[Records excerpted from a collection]
Content starts
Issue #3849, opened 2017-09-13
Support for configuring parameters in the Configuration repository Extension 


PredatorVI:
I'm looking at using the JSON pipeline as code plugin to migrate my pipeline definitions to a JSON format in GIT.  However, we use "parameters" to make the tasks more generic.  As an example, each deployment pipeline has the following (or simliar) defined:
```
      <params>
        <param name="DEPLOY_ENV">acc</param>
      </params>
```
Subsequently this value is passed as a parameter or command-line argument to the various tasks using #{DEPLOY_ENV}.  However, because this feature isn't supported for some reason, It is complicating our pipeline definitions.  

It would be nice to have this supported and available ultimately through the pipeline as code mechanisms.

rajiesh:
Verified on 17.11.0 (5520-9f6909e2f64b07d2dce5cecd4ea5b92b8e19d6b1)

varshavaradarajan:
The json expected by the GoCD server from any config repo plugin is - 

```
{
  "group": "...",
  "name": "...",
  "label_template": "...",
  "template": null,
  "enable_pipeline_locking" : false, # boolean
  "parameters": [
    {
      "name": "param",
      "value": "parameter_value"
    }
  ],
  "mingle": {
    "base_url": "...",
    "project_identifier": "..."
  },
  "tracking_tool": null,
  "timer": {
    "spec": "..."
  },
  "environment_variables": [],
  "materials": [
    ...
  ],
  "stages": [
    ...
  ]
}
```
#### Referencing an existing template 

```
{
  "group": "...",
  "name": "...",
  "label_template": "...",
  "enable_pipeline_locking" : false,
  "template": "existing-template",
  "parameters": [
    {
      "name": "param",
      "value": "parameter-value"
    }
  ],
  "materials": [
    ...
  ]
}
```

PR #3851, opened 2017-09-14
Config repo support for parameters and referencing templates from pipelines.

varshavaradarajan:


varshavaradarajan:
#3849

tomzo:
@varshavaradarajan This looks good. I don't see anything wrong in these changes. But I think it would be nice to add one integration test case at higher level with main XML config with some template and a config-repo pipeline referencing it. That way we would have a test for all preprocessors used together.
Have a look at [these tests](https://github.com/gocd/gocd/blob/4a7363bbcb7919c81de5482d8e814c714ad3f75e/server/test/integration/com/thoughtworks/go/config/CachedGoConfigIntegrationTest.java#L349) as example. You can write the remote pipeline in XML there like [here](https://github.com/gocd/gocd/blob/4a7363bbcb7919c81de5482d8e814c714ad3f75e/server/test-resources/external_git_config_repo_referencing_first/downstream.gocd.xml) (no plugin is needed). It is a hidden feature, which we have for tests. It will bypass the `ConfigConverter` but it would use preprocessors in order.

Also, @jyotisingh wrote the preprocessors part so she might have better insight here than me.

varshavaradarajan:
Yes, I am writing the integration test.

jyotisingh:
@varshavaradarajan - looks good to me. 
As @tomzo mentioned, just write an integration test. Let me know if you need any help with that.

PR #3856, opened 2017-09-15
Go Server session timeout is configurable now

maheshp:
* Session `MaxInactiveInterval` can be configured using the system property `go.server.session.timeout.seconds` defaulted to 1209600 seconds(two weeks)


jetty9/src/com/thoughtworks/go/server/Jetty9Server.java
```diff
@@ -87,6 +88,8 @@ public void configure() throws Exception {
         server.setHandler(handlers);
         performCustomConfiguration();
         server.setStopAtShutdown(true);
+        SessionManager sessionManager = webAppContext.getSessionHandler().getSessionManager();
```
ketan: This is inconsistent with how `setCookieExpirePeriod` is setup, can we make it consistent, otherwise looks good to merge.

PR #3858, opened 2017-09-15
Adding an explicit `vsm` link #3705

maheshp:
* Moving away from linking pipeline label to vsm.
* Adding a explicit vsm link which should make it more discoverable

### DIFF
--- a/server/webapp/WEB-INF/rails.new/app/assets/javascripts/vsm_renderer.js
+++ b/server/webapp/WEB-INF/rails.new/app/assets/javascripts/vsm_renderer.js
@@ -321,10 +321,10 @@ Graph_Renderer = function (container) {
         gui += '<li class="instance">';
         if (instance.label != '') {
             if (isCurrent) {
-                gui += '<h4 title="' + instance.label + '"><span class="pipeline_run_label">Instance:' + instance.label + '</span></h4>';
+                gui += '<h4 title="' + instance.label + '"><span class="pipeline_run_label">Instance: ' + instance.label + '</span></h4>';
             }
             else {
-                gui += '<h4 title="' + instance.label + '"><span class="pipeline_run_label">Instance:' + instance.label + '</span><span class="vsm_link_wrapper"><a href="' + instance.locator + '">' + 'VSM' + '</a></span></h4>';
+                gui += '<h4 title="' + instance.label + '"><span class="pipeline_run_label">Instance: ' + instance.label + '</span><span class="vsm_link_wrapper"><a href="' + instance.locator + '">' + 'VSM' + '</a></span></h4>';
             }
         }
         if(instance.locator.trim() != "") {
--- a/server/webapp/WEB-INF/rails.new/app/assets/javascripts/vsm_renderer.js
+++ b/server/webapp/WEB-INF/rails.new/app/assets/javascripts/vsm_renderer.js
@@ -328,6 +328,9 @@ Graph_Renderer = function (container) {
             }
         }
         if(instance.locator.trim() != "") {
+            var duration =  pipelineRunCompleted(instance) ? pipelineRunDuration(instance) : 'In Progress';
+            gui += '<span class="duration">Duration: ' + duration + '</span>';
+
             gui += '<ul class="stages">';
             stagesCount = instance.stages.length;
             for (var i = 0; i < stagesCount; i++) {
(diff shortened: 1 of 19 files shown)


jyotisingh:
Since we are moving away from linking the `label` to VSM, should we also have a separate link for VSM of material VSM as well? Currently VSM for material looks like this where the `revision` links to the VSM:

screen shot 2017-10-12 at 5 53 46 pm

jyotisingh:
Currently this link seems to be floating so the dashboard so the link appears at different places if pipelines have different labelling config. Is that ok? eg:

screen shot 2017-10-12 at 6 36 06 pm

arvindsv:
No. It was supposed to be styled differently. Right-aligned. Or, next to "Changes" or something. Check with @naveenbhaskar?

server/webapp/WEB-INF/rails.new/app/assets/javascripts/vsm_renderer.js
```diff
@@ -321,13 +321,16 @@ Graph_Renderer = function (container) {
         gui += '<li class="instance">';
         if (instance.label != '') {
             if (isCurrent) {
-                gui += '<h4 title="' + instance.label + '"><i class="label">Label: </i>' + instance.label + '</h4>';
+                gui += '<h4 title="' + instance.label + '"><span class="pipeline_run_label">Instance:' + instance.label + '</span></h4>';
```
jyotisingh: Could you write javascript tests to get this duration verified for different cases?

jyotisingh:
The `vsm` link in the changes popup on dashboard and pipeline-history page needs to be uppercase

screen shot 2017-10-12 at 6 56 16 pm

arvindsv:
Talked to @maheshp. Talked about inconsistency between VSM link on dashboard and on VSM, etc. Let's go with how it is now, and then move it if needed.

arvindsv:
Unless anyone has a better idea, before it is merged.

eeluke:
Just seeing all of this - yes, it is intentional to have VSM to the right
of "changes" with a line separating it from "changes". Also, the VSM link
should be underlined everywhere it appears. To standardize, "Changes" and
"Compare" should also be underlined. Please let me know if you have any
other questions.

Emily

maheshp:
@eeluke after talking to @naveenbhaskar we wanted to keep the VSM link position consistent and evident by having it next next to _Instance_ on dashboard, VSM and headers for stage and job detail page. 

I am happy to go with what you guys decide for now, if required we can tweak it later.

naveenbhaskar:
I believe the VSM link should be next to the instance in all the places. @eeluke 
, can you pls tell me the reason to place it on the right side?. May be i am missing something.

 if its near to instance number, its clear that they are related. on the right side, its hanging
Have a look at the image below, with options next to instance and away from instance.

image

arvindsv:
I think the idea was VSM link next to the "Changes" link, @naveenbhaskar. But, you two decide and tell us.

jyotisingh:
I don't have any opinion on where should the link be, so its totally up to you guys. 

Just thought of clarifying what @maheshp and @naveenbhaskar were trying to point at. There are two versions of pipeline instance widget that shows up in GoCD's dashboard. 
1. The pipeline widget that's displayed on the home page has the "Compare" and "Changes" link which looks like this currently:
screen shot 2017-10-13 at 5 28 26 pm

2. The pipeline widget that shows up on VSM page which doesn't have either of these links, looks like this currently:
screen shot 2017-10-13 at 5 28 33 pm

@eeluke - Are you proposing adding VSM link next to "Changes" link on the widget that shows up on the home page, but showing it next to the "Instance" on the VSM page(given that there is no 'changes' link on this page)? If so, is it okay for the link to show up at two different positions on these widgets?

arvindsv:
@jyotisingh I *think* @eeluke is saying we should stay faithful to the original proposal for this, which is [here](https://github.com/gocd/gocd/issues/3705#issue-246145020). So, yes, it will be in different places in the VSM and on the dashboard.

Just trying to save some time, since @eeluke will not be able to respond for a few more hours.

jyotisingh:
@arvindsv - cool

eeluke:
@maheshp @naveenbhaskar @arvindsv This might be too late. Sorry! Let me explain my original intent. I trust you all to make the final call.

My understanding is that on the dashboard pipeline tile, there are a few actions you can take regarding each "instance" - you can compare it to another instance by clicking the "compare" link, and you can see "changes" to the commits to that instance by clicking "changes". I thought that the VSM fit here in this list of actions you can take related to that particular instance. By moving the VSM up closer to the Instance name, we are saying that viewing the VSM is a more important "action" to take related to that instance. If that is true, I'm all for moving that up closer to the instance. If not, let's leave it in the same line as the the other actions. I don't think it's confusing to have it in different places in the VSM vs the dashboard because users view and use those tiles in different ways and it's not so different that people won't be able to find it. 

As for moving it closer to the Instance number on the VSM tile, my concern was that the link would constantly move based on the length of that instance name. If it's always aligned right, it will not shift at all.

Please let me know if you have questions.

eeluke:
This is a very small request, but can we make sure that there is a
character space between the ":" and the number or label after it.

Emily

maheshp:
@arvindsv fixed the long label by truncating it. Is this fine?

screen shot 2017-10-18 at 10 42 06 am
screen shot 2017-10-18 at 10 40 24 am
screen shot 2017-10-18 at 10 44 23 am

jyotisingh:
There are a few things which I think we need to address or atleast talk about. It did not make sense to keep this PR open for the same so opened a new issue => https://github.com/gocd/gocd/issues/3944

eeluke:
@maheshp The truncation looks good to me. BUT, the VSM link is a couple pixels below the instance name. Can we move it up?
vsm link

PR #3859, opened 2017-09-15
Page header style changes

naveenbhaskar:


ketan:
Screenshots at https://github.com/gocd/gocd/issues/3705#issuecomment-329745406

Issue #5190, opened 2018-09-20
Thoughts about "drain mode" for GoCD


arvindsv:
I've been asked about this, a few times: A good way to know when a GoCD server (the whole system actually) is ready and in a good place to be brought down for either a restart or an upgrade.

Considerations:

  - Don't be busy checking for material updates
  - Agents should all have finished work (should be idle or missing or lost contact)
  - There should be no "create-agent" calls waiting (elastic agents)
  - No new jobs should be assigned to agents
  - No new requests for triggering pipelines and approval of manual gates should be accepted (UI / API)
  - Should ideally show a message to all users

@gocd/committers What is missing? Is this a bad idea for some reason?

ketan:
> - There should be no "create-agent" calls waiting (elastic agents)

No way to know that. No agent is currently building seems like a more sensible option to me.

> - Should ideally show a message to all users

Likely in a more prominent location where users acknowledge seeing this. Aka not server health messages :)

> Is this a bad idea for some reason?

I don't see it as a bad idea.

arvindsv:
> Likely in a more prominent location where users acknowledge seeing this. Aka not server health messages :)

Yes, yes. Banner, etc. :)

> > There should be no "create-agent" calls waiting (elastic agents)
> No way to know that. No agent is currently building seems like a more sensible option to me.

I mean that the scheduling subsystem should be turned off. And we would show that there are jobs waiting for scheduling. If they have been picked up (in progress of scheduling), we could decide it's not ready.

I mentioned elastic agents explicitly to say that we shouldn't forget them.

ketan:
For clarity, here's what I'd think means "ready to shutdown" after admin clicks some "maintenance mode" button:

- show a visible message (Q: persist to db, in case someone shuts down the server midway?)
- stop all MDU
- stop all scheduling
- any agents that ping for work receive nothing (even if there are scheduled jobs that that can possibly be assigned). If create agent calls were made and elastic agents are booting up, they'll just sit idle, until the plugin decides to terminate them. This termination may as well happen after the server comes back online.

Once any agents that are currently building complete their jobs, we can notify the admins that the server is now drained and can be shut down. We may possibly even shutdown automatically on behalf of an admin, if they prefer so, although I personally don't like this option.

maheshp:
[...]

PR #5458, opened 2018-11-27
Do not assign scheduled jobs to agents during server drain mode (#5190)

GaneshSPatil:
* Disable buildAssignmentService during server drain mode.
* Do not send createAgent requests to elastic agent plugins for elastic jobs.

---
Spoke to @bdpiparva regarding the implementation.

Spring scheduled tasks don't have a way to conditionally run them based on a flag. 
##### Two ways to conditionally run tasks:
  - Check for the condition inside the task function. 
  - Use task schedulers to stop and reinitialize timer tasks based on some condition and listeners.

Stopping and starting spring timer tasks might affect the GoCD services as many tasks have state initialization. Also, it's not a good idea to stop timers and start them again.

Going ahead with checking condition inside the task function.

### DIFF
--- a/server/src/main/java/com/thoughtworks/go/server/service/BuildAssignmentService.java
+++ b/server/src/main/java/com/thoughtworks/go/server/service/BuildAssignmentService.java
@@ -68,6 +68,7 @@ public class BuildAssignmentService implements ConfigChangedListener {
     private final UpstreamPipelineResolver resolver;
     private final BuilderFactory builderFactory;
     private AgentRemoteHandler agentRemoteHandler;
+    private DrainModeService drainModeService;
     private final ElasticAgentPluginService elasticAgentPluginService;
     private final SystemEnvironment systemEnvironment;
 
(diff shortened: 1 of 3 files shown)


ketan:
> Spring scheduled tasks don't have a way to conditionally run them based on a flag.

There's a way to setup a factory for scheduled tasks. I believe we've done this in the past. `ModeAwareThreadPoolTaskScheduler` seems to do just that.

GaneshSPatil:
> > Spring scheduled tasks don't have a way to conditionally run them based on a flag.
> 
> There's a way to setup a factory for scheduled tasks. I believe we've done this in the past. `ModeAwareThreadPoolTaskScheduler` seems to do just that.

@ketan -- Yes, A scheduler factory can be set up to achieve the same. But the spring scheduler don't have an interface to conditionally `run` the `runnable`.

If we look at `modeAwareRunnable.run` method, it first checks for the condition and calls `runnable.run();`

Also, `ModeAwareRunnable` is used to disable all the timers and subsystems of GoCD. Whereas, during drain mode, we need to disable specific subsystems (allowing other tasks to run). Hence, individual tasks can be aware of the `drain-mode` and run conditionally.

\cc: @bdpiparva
Content ends
What you are asked to do —
Look above and return each line of the records exactly, from the very first through the line with "Subsequently this value", both included.

Result —
Issue #3849, opened 2017-09-13
Support for configuring parameters in the Configuration repository Extension 


PredatorVI:
I'm looking at using the JSON pipeline as code plugin to migrate my pipeline definitions to a JSON format in GIT.  However, we use "parameters" to make the tasks more generic.  As an example, each deployment pipeline has the following (or simliar) defined:
```
      <params>
        <param name="DEPLOY_ENV">acc</param>
      </params>
```
Subsequently this value is passed as a parameter or command-line argument to the various tasks using #{DEPLOY_ENV}.  However, because this feature isn't supported for some reason, It is complicating our pipeline definitions.  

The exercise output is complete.